■ Task goal ■
Would you repeat all the lines below, exactly as they stand?

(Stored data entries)
────────

Issue #2514, opened 2025-01-23
Re-enable JSON-RPC v06


kkovaacs:
We still have the old `v06` code lying around, but it's dead code and does no longer compile (since the `v06` module has been effectively removed). I suspect that recent serialization changes might have affected that code too, so we should look into what's the easiest way to re-enable JSON-RPC 0.6.

PR #2550, opened 2025-01-31
feat(rpc/v06): Core transaction methods/types

t00ts:
Re-introduce v06 JSON RPC methods:

- [x] `starknet_estimateFee`
- [x] `starknet_getTransactionStatus`
- [x] `starknet_getTransactionReceipt`

See also #2514


crates/rpc/src/method/get_transaction_status.rs
```diff
@@ -165,14 +165,111 @@ impl crate::dto::SerializeForVersion for Output {
...
     ) -> Result<crate::dto::Ok, crate::dto::Error> {
-        let mut serializer = serializer.serialize_struct()?;
-        serializer.serialize_field("finality_status", &self.finality_status())?;
-        serializer.serialize_optional("execution_status", self.execution_status())?;
-        // Delete check once rustc gives you a friendly reminder
-        if serializer.version != RpcVersion::V07 {
-            serializer.serialize_optional("failure_reason", self.failure_reason())?;
+        if serializer.version == RpcVersion::V06 {
+            let v06_output = v06::GetTransactionStatusOutput::from(self);
+            return v06_output.serialize(serializer);
```
kkovaacs, line 170: Isn't this equivalent to just serializing `finality_status` and `execution_status` like the `v07` variant does?

Had a look at those types and it seems the only difference is that in `v07` TxnExecutionStatus includes a revert reason while it does _not_ have the reason for `v06`? That difference could be handled in the `SerializeForVersion` implementation for `TxnExecutionStatus`?

kkovaacs (approved):
LGTM!

PR #2557, opened 2025-01-31
feat(rpc): re-enable route tests for v06

kkovaacs:
And fix tests for the root to use the default (v07) API.

I've left the websocket-specific tests commented out for now, since that would require duplicating the list of exemptions -- we should re-add those when we have all the methods we want properly registered/working.


t00ts (approved):
LGTM.

Those v06 root tests probably my bad from the refactor days, thnx!

PR #2558, opened 2025-01-31
feat(rpc/v06): re-add transaction getter methods

### LINKED ISSUE #2552: JSON-RPC 0.6: Tx query methods
`starknet_getTransactionByHash`, `starknet_getTransactionByBlockIdAndIndex`

kkovaacs:
The `TXN` type is the same as we have in JSON-RPC 0.7, so the input and output of these methods already matches the JSON-RPC 0.6 spec.

Closes #2552


t00ts (approved):
🚀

────────

■ Task result ■
Issue #2514, opened 2025-01-23
Re-enable JSON-RPC v06


kkovaacs:
We still have the old `v06` code lying around, but it's dead code and does no longer compile (since the `v06` module has been effectively removed). I suspect that recent serialization changes might have affected that code too, so we should look into what's the easiest way to re-enable JSON-RPC 0.6.

PR #2550, opened 2025-01-31
feat(rpc/v06): Core transaction methods/types

t00ts:
Re-introduce v06 JSON RPC methods:

- [x] `starknet_estimateFee`
- [x] `starknet_getTransactionStatus`
- [x] `starknet_getTransactionReceipt`

See also #2514


crates/rpc/src/method/get_transaction_status.rs
```diff
@@ -165,14 +165,111 @@ impl crate::dto::SerializeForVersion for Output {
...
     ) -> Result<crate::dto::Ok, crate::dto::Error> {
-        let mut serializer = serializer.serialize_struct()?;
-        serializer.serialize_field("finality_status", &self.finality_status())?;
-        serializer.serialize_optional("execution_status", self.execution_status())?;
-        // Delete check once rustc gives you a friendly reminder
-        if serializer.version != RpcVersion::V07 {
-            serializer.serialize_optional("failure_reason", self.failure_reason())?;
+        if serializer.version == RpcVersion::V06 {
+            let v06_output = v06::GetTransactionStatusOutput::from(self);
+            return v06_output.serialize(serializer);
```
kkovaacs, line 170: Isn't this equivalent to just serializing `finality_status` and `execution_status` like the `v07` variant does?

Had a look at those types and it seems the only difference is that in `v07` TxnExecutionStatus includes a revert reason while it does _not_ have the reason for `v06`? That difference could be handled in the `SerializeForVersion` implementation for `TxnExecutionStatus`?

kkovaacs (approved):
LGTM!

PR #2557, opened 2025-01-31
feat(rpc): re-enable route tests for v06

kkovaacs:
And fix tests for the root to use the default (v07) API.

I've left the websocket-specific tests commented out for now, since that would require duplicating the list of exemptions -- we should re-add those when we have all the methods we want properly registered/working.


t00ts (approved):
LGTM.

Those v06 root tests probably my bad from the refactor days, thnx!

PR #2558, opened 2025-01-31
feat(rpc/v06): re-add transaction getter methods

### LINKED ISSUE #2552: JSON-RPC 0.6: Tx query methods
`starknet_getTransactionByHash`, `starknet_getTransactionByBlockIdAndIndex`

kkovaacs:
The `TXN` type is the same as we have in JSON-RPC 0.7, so the input and output of these methods already matches the JSON-RPC 0.6 spec.

Closes #2552


t00ts (approved):
🚀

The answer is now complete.